On Feb 1, 2006, at 11:45 AM, doctor_gabby_savy wrote:

--- In FairfieldLife@yahoogroups.com, Vaj <[EMAIL PROTECTED]> wrote:



On Feb 1, 2006, at 10:08 AM, doctor_gabby_savy wrote:


--- In FairfieldLife@yahoogroups.com, Vaj <[EMAIL PROTECTED]> wrote:




Yes but when you use the current system you are ignoring the fact

that it is and will be adjusted based on the equinoctial point which

are used to determine the seasons. The current calendar, despite it's

problems is followed for adjustment.



Then you might want to read a little on calendars, reform, etc. Most

certainly it will be changed since these well known points correspond

to our seasons and our months.


Yes, this whole idea is well known and accepted by astronomers and

others. I'll have to look, but I believe the Surya Siddhanta provides

for such calendrical reform.



To adjust the calendar for precision would need require 20 minutes per

year.  That would throw all sorts of things off for 13000 years. And

why? Just sosun in VE will still be in an "adjusted" neo-March and not

September. I don't buy it.


It's not adjusted every year.


I know. But even adjusting it one day every 72 years would seem to me

to be troublesome. Just so sun in VE will still be in an "adjusted"

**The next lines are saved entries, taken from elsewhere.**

PR #2509, opened 2018-09-17
Adding tests for binary compat that can't be tested by Mima 

kailuowang:
I am trying to add automated tests to test binary compatibility at places that we had to add mima exceptions. The idea is based off @rossabaker 's feedback [here](https://github.com/typelevel/cats/pull/2471#issuecomment-418810148). 

At the moment, I couldn't get the tests to work properly. It passes even when I introduced BC breaking changes. 

@rossabaker since you created a similar test before, would you help spot where I got things wrong here? 
Thanks so much!


build.sbt
```diff
@@ -216,10 +216,10 @@ lazy val docSettings = Seq(
   includeFilter in Jekyll := (includeFilter in makeSite).value
 )
 
-def mimaSettings(moduleName: String) = {
+def mimaPrevious(moduleName: String, scalaVer: String, ver: String): List[ModuleID] = {
```
kailuowang: Note for @rossabaker , no need to read these changes regarding change to mimaPreviousArtifacts change. For now I'm not using them and hard coded the two cats versions to test binary compat (1.2.0 and 1.3.0)

build.sbt
```diff
@@ -494,6 +502,25 @@ lazy val bench = project.dependsOn(macrosJVM, coreJVM, freeJVM, lawsJVM)
   ))
   .enablePlugins(JmhPlugin)
 
+
+lazy val binCompactTest = project
```
larsrh: Should this be `binCompatTest` (and also in the source folder)?

kailuowang: oops

PR #2518, opened 2018-09-19
improved support for subtyping in applicativeError syntax

mberndt123:
This is a case that I missed in my last pull request.
`new Exception("foo").raiseError[Either[Throwable, ?], Nothing]` now compiles; without this patch, you need to write `(new Exception("foo"): Throwable).raiseError[Either[Throwable, ?], Nothing]`

@LukaJCB , @kailuowang since you merged my last PR, you might want to take a look at this too.


kailuowang:
This change was already introduced by #2511 which is merged 9 hours ago. It's already in [master](https://github.com/typelevel/cats/blob/master/core/src/main/scala/cats/syntax/applicativeError.scala#L70) so I am totally confused why I am seeing this diff (meaning the change is not on master) in this PR.

mberndt123:
I based my PR on an older master, I guess that must be why.

PR #2519, opened 2018-09-21
Use the Foldable, Luka!

kubukoz:
This PR makes sure that in instances for List we don't use the standard library's `foldRight` (which reverses the list and then folds left) but the faster `Foldable[List].foldRight` implementation.


kubukoz:
Renamed because I found yet another pun opportunity!

ceedubs:
@kubukoz I like the idea of this. Do you have benchmarks that show that this does indeed have the desired effect?

kubukoz:
I don't, it's based solely on my manual one-time measurements and the fact that stdlib's foldRight traverses the list twice (reverse and foldLeft)

kubukoz:
Totally agreed - I'll get some numbers then :)

kailuowang:
@kubukoz are you still interested in adding the benchmark? (maybe also solve the conflict? )

kubukoz:
I am... I'm sure I'll get back to it this week or so 😅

neo-March and not September. I still don't buy it. but I am a picky

consumer. :)


It's really not about you or whether you're buying it. It is done and will continue to be done until we move to a perpetual calendar. Despite it's crude construction, the Gregorian calendar is fairly accurate:

I think it would be interesting to use the pre-Gregorian method of simply dividing the sunlight hours by 12 to determine the length of hours--thus in winter hours would be shorter and in summer longer. If we continued to work roughly 8 hour days, when nature rested (in winter), humans too would work less and have more time for rest.